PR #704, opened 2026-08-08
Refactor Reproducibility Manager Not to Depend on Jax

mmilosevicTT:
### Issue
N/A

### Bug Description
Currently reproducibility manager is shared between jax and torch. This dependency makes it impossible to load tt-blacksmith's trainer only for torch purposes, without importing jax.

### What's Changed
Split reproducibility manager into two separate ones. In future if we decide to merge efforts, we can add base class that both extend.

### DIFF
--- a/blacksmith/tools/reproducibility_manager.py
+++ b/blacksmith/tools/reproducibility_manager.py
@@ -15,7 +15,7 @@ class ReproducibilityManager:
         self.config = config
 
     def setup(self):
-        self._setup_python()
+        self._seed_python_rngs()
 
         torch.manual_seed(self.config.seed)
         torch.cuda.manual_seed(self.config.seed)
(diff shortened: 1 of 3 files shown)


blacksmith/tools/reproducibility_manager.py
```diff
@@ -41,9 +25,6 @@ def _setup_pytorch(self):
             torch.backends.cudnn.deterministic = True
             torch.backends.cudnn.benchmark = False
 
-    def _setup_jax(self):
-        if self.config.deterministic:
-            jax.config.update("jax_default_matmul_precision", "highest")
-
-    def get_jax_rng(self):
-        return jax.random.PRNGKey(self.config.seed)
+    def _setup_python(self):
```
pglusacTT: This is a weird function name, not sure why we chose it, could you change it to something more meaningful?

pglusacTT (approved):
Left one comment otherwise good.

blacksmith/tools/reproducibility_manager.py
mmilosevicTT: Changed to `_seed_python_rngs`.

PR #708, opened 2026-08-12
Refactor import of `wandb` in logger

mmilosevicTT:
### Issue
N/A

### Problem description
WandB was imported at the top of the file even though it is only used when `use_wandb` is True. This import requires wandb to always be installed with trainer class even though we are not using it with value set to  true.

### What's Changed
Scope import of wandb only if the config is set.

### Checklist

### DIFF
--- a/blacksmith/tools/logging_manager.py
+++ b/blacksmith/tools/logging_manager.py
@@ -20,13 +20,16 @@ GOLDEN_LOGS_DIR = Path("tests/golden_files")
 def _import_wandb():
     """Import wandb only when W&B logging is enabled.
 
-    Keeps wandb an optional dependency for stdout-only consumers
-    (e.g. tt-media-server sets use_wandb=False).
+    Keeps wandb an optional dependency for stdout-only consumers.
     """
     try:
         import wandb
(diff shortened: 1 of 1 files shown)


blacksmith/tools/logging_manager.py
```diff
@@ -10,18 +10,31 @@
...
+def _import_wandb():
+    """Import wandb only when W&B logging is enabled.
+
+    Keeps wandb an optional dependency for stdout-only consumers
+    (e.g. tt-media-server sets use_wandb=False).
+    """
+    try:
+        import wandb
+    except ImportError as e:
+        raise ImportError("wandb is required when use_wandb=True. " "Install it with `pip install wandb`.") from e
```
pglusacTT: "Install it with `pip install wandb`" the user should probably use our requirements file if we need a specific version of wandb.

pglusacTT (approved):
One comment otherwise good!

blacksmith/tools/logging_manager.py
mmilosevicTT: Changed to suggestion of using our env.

□ □ □

= How to complete this task =
Look over the listing. Pull out every line with the string "comment" in it.

= Reply =
Left one comment otherwise good.
One comment otherwise good!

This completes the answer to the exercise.